Cell segmentation cellpose
Cell Segmentation: Cellpose
Cellpose is an anatomical segmentation algorithm for the identification of cells from high-resolution microscopy images, developed by Carsen Stringer and Marius Pachitariu.
Cellpose Parameters:
- Pretrained Model: Pretrained model to use for segmentation (e.g. cyto3)
- Channel Axis: Axis of image with color channels (e.g. 0 if image is (C, X, Y))
- Channel to Segment: Channel to segment
- Nuclear Channel: Channel to segment nuclei (optional for cyto models)
- Cell Diameter: If 0, will use the diameter of the training labels used in the model, or with built-in model will estimate diameter for each image
- Flow Error Threshold: 0 turns off this optional QC step, higher values will remove more cells
- Cell Probability Threshold: Decrease to find more and larger masks
- No Resample: Disable dynamics on full image (makes algorithm faster for images with large diameters)
- Exclude on Edges: Discard masks which touch edges of image
- Z Axis: Axis of image which corresponds to Z dimension (optional)
- Anisotropy of volume in 3D: Anisotropy of volume in 3D
Outputs:
measurements.csv
: Spreadsheet with summary metrics for each of the detected cellscells.geo.json
: Location of each detected cell in GeoJson format
Citations:
- Stringer C, Wang T, Michaelos M, Pachitariu M. Cellpose: a generalist algorithm for cellular segmentation. Nat Methods. 2021 Jan;18(1):100-106. doi: 10.1038/s41592-020-01018-x. Epub 2020 Dec 14. PMID: 33318659.

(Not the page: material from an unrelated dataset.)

PR #983, opened 2022-11-03
Shuffle dataset every epoch for basic_training

ianstenbit:
I've verified that this doesn't meaningfully change epoch time, and IIUC this should be enabled in all cases for imagenet training.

- Pachitariu M, Stringer C. Cellpose 2.0: how to train your own model. Nat Methods. 2022 Dec;19(12):1634-1641. doi: 10.1038/s41592-022-01663-4. Epub 2022 Nov 7. PMID: 36344832; PMCID: PMC9718665.
- Pachitariu M, Stringer C. Cellpose3: one-click image restoration for improved cellular segmentation. bioRxiv 2024.02.10.579780.
This pipeline supports viewing its output using the embedded Single-Cell Dashboard App directly on the output dataset's Overview page.